[WHAT TO PRODUCE]
Output the data below exactly.

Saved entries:
BEGIN

PR #512, opened 2023-01-17
Optionally run tests with mypy nightly

twoertwein:
Add an option to easily test the stubs with mypy nightly. Might be important to do that whenever mypy is close to a new release (especially if mypy advertises pandas-stubs, see https://github.com/python/mypy/issues/14328).

Mypy nightly reports two unused ignores, so I didn't enable it on the CI.

`poe --help`:
image

### DIFF
--- a/scripts/test/run.py
+++ b/scripts/test/run.py
@@ -120,8 +120,24 @@ def nightly_mypy():
     ]
     subprocess.run(cmd, check=True)
 
+    # ignore unused ignore errors
+    config_file = Path("pyproject.toml")
+    config_file.write_text(
+        config_file.read_text().replace(
+            "warn_unused_ignores = true", "warn_unused_ignores = false"
+        )
+    )
+
 
 def released_mypy():
     version = _get_version_from_pyproject("mypy")
     cmd = [sys.executable, "-m", "pip", "install", f"mypy=={version}"]
     subprocess.run(cmd, check=True)
+
+    # check for unused ignores again
+    config_file = Path("pyproject.toml")
+    config_file.write_text(
+        config_file.read_text().replace(
+            "warn_unused_ignores = false", "warn_unused_ignores = true"
+        )
+    )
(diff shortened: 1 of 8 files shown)


twoertwein:
Enabled mypy nightly on the CI by disabling unused ignore errors.

Dr-Irv (changes requested):
I'm OK with this, but I think we should add something to the documentation section about how we are handling the failures in the nightly and mypy-nightly CI runs.  

My feeling is that if we have failures on either, we would still accept a PR, i.e., we are not expecting someone creating a PR for pandas-stubs that makes changes to the stubs to worry about the CI failing with those 2 jobs.

So can you add something to https://github.com/pandas-dev/pandas-stubs/blob/main/docs/tests.md about this new option, and also a paragraph related to what I wrote above?

Dr-Irv (approved):

scripts/test/run.py
```diff
@@ -95,13 +95,49 @@ def nightly_pandas():
...
+        "pip",
+        "install",
+        "--upgrade",
+        "git+https://github.com/python/mypy.git",
+    ]
+    subprocess.run(cmd, check=True)
+
+    # ignore unused ignore errors
+    config_file = Path("pyproject.toml")
+    config_file.write_text(
```
twoertwein, line 125: I don't really like changing pyproject.toml. I'll see whether there is a better way.

I'm also open to not run it on the CI - if there are errors that cannot be resolved by `warn_unused_ignores`, it would be quite annoying to get a failed email for each PR.

Dr-Irv:
Thanks @twoertwein

scripts/test/run.py
Dr-Irv: > I don't really like changing pyproject.toml. I'll see whether there is a better way.

We could put the options used for the nightly tests in a `mypy_nightly.ini` file and then do nightly with the `mypy` option `--config-file mypy_nightly.ini` .  Then this allows us to turn off/on different options for the nightly.

> 
> I'm also open to not run it on the CI - if there are errors that cannot be resolved by `warn_unused_ignores`, it would be quite annoying to get a failed email for each PR.

If we use a special config file, then we just have to modify that config file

END

[WRITTEN RESPONSE]
PR #512, opened 2023-01-17
Optionally run tests with mypy nightly

twoertwein:
Add an option to easily test the stubs with mypy nightly. Might be important to do that whenever mypy is close to a new release (especially if mypy advertises pandas-stubs, see https://github.com/python/mypy/issues/14328).

Mypy nightly reports two unused ignores, so I didn't enable it on the CI.

`poe --help`:
image

### DIFF
--- a/scripts/test/run.py
+++ b/scripts/test/run.py
@@ -120,8 +120,24 @@ def nightly_mypy():
     ]
     subprocess.run(cmd, check=True)
 
+    # ignore unused ignore errors
+    config_file = Path("pyproject.toml")
+    config_file.write_text(
+        config_file.read_text().replace(
+            "warn_unused_ignores = true", "warn_unused_ignores = false"
+        )
+    )
+
 
 def released_mypy():
     version = _get_version_from_pyproject("mypy")
     cmd = [sys.executable, "-m", "pip", "install", f"mypy=={version}"]
     subprocess.run(cmd, check=True)
+
+    # check for unused ignores again
+    config_file = Path("pyproject.toml")
+    config_file.write_text(
+        config_file.read_text().replace(
+            "warn_unused_ignores = false", "warn_unused_ignores = true"
+        )
+    )
(diff shortened: 1 of 8 files shown)


twoertwein:
Enabled mypy nightly on the CI by disabling unused ignore errors.

Dr-Irv (changes requested):
I'm OK with this, but I think we should add something to the documentation section about how we are handling the failures in the nightly and mypy-nightly CI runs.  

My feeling is that if we have failures on either, we would still accept a PR, i.e., we are not expecting someone creating a PR for pandas-stubs that makes changes to the stubs to worry about the CI failing with those 2 jobs.

So can you add something to https://github.com/pandas-dev/pandas-stubs/blob/main/docs/tests.md about this new option, and also a paragraph related to what I wrote above?

Dr-Irv (approved):

scripts/test/run.py
```diff
@@ -95,13 +95,49 @@ def nightly_pandas():
...
+        "pip",
+        "install",
+        "--upgrade",
+        "git+https://github.com/python/mypy.git",
+    ]
+    subprocess.run(cmd, check=True)
+
+    # ignore unused ignore errors
+    config_file = Path("pyproject.toml")
+    config_file.write_text(
```
twoertwein, line 125: I don't really like changing pyproject.toml. I'll see whether there is a better way.

I'm also open to not run it on the CI - if there are errors that cannot be resolved by `warn_unused_ignores`, it would be quite annoying to get a failed email for each PR.

Dr-Irv:
Thanks @twoertwein

scripts/test/run.py
Dr-Irv: > I don't really like changing pyproject.toml. I'll see whether there is a better way.

We could put the options used for the nightly tests in a `mypy_nightly.ini` file and then do nightly with the `mypy` option `--config-file mypy_nightly.ini` .  Then this allows us to turn off/on different options for the nightly.

> 
> I'm also open to not run it on the CI - if there are errors that cannot be resolved by `warn_unused_ignores`, it would be quite annoying to get a failed email for each PR.

If we use a special config file, then we just have to modify that config file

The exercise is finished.